I was boyish and liked to play wild games. I often came home with torn or filthy clothes. Edward, Aunty Dinie’s youngest son, was the same age as me. My mother, who was a nurse, had assisted at his birth as the midwife arrived just a little too late. We were best friends and always played together. Edward’s big brother, Arno, often played along as well. But Edward was my favourite.
Edward was a lovely little boy. He had a sweet appearance, with chubby cheeks and a tuft of hair that always stood upwards on his head. Because Edward had trouble pronouncing the ‘R’ as a young child, he always came to pick me up to go “lol skating”, instead of roller skating. My parents smiled secretly about it; they found it very endearing. There was a time when Edward and I played together almost every day. We were about eleven years old, and Edward’s voice was breaking. Despite his sweet childish appearance, he suddenly produced a deep, bassy voice. This sometimes led to hilarity when he came to the door and innocently asked if I came to play.
Throughout my childhood, Edward was my friend. We played outside, built rafts, created theater performances, danced to our own choreographies, and sang to our favourite records. Edward was bullied at school, just like me. We were excluded because we were “different”. One afternoon we said goodbye to each other because it was time for dinner. And I remember this vividly. We were standing in the hallway, talking for a bit, when Edward suddenly became very quiet and asked: “Do you love me?” I was completely surprised and pushed him out the door. “We’re way too young for that,” I yelled. My mother, who had been listening in, said: “I thought that Edward didn’t like girls?” I was left confused, with flushed cheeks.
Growing up, we lost touch; we made new friends and went our separate ways. It wasn’t until many years later, when I was 18 or 19, that we saw each other again and watched a movie together. We found out that we both had a crush on Richard Gere who was the male lead.
Life went by so fast, so much happened in such a short time. There was only sporadic contact between us; once in a while we would call or write each other. We lived our own lives and we both fell in love. Edward moved in together with his boyfriend, and he was happy. I became a mother of a little girl; I was over the moon with joy. Luck seemed to be on our sides. However, shortly afterwards, tragedy struck. When I heard his boyfriend was ill, I didn’t know what to do. I didn’t realise I was still that important to him. After all, we didn’t have that much contact anymore.
It was a rough time; the relationship that I had with the father of my child turned into a nightmare. I became a single mother and my baby cried all the time, as if she was brokenhearted too. It took me completely. So much had changed, and I was so preoccupied with my own life, that I assumed Edward and I had grown too far apart. Edwards’s boyfriend, the love of his life, died of AIDS. When I heard the news, I didn’t know what to do.

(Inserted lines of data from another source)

PR #578, opened 2018-07-17
Update README.md

kosza:
In Ubuntu Bionic the xtables are moved to different path.
The new kernel modul available after system reboot.


rfuchs:
The changed path actually applies to newer Debian releases as well, and I assume also some other distros.

I'm not sure about that reboot statement. Why would a reboot be needed?

kosza:
It is a good question. Honestly I don't know.
modprobe didn't see xt_RTPENGINE.ko. For test we rebooted the system and voila.
It seems that the Bionic needs reboot. Later we will do a clear install and we can test it again.

PR #586, opened 2018-08-02
Make recording more accurately report source address

egreenmachine:
Just as a note. I have tested the pcap recording method, but not the proc recording method. I tried to make the commit as unintrusive as possible and I expect that proc recording works as it should.

### DIFF
--- a/daemon/recording.c
+++ b/daemon/recording.c
@@ -40,7 +40,7 @@ static char *meta_setup_file(struct recording *recording);
 static int pcap_create_spool_dir(const char *dirpath);
 static void pcap_init(struct call *);
 static void sdp_after_pcap(struct recording *, GString *str, struct call_monologue *, enum call_opmode opmode);
-static void dump_packet_pcap(struct recording *recording, struct packet_stream *sink, const str *s);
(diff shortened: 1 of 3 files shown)


daemon/recording.c
```diff
@@ -490,9 +490,9 @@ static void pcap_recording_finish_file(struct recording *recording) {
 }
 
 // "out" must be at least inp->len + MAX_PACKET_HEADER_LEN bytes
-static unsigned int fake_ip_header(unsigned char *out, struct packet_stream *stream, const str *inp) {
-	endpoint_t *src_endpoint = &stream->advertised_endpoint;
-	endpoint_t *dst_endpoint = &stream->selected_sfd->socket.local;
+static unsigned int fake_ip_header(unsigned char *out, struct media_packet *mp, const str *inp) {
+	endpoint_t *src_endpoint = &mp->fsin;
+	endpoint_t *dst_endpoint = &mp->stream->selected_sfd->socket.local;
```
rfuchs: You should be able to use `mp->sfd->socket.local` here

egreenmachine:
Fixed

Edward was unable to speak for a while. He just stopped talking. I guess he was overwhelmed with grief. After that, he preferred to be alone most of the time, and began to travel a lot. The contact between him and me was never restored. Every now and then I still see him, but the special connection we had, is gone.
Sometimes I regret that afternoon in the hallway, when we were children, that I didn’t say: “I love you too!” followed by a hug. I wish I had dared it then. I really do.